The neonatal team at Orlando Health Winnie Palmer Hospital for Women and Babies initiated a landmark collaboration resulting in the nation’s first multi-institutional neonate domino transplant. The groundbreaking infant heart and subsequent valve transplants included partnering with Orlando Health Arnold Palmer Hospital for Children and the pediatric transplant team at Duke University Medical Center in Durham, North Carolina.

“In July, one of our NICU families asked if they could pursue organ donation for their baby,” says Michael R. Gomez, MD, medical director of the Neonatal Intensive Care Unit at Orlando Health Winnie Palmer Hospital. “The baby met the criteria, but it was complicated.”

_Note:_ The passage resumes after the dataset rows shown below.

PR #1255, opened 2022-12-07
Feature/1219 configurable drawer button

### LINKED ISSUE #1219: Making the documenthandler drawerButtonIcon configurable
We want to change the icon of the button used to open Dokumenthanterare 2.0.

We suggest making the documenthandler drawerButtonIcon configurable in admin. (in the same way that drawerTitle and drawerButtonTitle are already configurable)
The default icon is suggested to be MenuBook.

linusfj:
Closes #1219.


Hallbergs (changes requested):
It seems like the icon is placed a bit off, see image below:

image

The 8px margin you added is probably the culprit.

Hallbergs:
It is still off, check image below: 
image

Checking if `drawerButtonTitle` is nullish won't work since it is always set. We decide if we render it or not based on viewport size.

Also, just curious. Why an `<i>`-tag?

linusfj:
The icon has been updated to use a custom component instead, which has been styled to not add margin on some viewports.

Hallbergs (approved):

PR #1256, opened 2022-12-15
Feature/1099 infoclick parse xml

### LINKED ISSUE #1099: GetFeatureInfo - text/xml does not work in HAJK
We have connected a layer with "infoFormat": "text/xml" which should be a working format in HAJK(?) 
Despite this, we don't get an info click box when we info click on the layer.

https://ext-geodata-lokala.lansstyrelsen.se/arcgis/services/LSTO/lsto_wms_strandskydd/MapServer/WMSServer?SERVICE=WMS&VERSION=1.1.1&REQUEST=GetFeatureInfo&FORMAT=image%2Fpng&TRANSPARENT=true&QUERY_LAYERS=0&LAYERS=0&INFO_FORMAT=text%2Fxml&SRS=EPSG%3A3007&TILED=false&STYLES=&FEATURE_COUNT=100&X=50&Y=50&WIDTH=101&HEIGHT=101&BBOX=145698.01606499997%2C6393043.9795699995%2C148526.02515499998%2C6395871.98866

linusfj:
Closes #1099.

### DIFF
--- a/new-client/src/models/Click.js
+++ b/new-client/src/models/Click.js
@@ -178,8 +178,8 @@ function getFeaturesFromJson(response, jsonData) {
     parsed.forEach((f) => {
       f.layer = response.layer;
     });
-    const sortedFeatures = sortFeatures(response.layer, parsed);
-    return sortedFeatures;
+    sortFeatures(response.layer, parsed);
+    return parsed;
   } else {
     return [];
   }
@@ -192,8 +192,8 @@ function getFeaturesFromGml(response, text) {
     parsed.forEach((f) => {
       f.layer = response.layer;
     });
-    const sortedFeatures = sortFeatures(response.layer, parsed);
-    return sortedFeatures;
+    sortFeatures(response.layer, parsed);
+    return parsed;
   } else {
     return [];
   }
@@ -227,8 +227,8 @@ function getFeaturesFromXmlOrGml(response, text) {
     features.push(feature);
   }
 
-  const sortedFeatures = sortFeatures(response.layer, features);
-  return sortedFeatures;
+  sortFeatures(response.layer, features);
+  return features;
 }
 
 /**
--- a/new-client/src/models/Click.js
+++ b/new-client/src/models/Click.js
@@ -1,8 +1,9 @@
+import Feature from "ol/Feature";
 import GeoJSON from "ol/format/GeoJSON";
+import WMSGetFeatureInfo from "ol/format/WMSGetFeatureInfo";
 import TileLayer from "ol/layer/Tile";
 import ImageLayer from "ol/layer/Image";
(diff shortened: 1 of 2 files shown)


jacobwod:
Ready for review and merge @linusfj? In that case, please request a reviewer in the side panel.

jacobwod (commented):
A couple of questions follow.

Why do we need a custom XML parser here? Wouldn't [the way shown in OL example](https://openlayers.org/en/latest/examples/getfeatureinfo-layers.html) be sufficient enough? Is the response malformed in some way?

new-client/src/models/Click.js
```diff
@@ -275,7 +304,26 @@ export function handleClick(evt, map, callback) {
...
+                  })
+                  .catch((err) => {
+                    console.error(
+                      "GetFeatureInfo couldn't retrieve correct data for the clicked object.",
+                      err
+                    );
+                  })
+              );
+              break;
+            }
```
jacobwod, line 326: Also, this part looks very much like the next that follows, the only difference being which parser is used depending on XML or GML, i.e. lines 314 and 332. The rest is just the same so consider refactoring.

jacobwod:
Please confirm when you've tested the latest commits @linusfj.

linusfj:
It seems to not be working, when clicking on a feature an error message appears: 
`GetFeatureInfo could not retrieve the correct information for the selected object.`

jacobwod:
OK, take a look at what it is and try to fix it. I could not reproduce the error you mention on my side.

jacobwod:
OK, good find. Since we're now not using the return value form `sortFeatures`, could you please remove the `return` statement in that function? 

If you want to make it even nicer, you can rename `sortFeatures` to something like `sortAndMutateFeaturesArray` (but that's purely optional of course). 👍

jacobwod (approved):
Looks good!

jacobwod:
Btw, this is not part of this issue but I'll post it here: as I reviewed the code, it seems to look like the sorting algorithm only takes place in `Click.js`, while the new implementation in `MapClickModel.js` doesn't have the same sorting. Have you seen any difference in the results you get when toggling the `useNewInfoclick` flag in settings? If there is a difference, this will become an issue at some point in time, when those using the "old" infoclick choose to upgrade to the "new" method. If sorting is not implemented by then, the upgrade will have the side-effect of results being sorted differently. 

As I said, not part of this PR (it's ready to merge in my opinion). But I wonder what you think of it?

linusfj:
I've only tested the new infoclick version using a few layers with different data formats that we initially had problems with, and it was returning the correct results in those cases.

The new implementation in `MapClickModel.js` seems to be handling it well, but we should do more testing to ensure it works in all cases.

linusfj:
Merging pull request.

The Orlando Health teams reached out to Our Legacy, an organ procurement organization in Orlando. Once they found a transplant recipient in North Carolina, Orlando Health integrated its NICU, pediatric intensive care and palliative care teams, and its bioethics committee to help coordinate the process with Duke’s medical team.
After procurement in Orlando, normothermic perfusion was reestablished to maintain the heart’s circulation, temperature and function, limiting the impact of ischemic time during transportation to North Carolina. The first transplant recipient received the new heart. That patient’s valves and aortic arch tissue were then transplanted into another young patient, creating the domino effect.
With nearly 14,000 deliveries annually, Orlando Health Winnie Palmer has one of the country’s most experienced labor and delivery teams. It is Magnet designated for nursing excellence and high-quality patient care and has the fourth-largest neonatal intensive care unit in the United States.
“We see a lot of complex patients and complicated births,” says Dr. Gomez. “We know how to quickly pivot and redirect care. As a non-transplant center, we had to coordinate across multiple teams, committees and institutions very quickly to find a recipient and initiate the process.”
Cooperation and procedural trust by all partners were key to the success of the high-pressure breakthrough process. “The right doctors at the right hospital teamed with the right partners and ended up with the right result,” Dr. Gomez says. “We are grateful we could play a part.”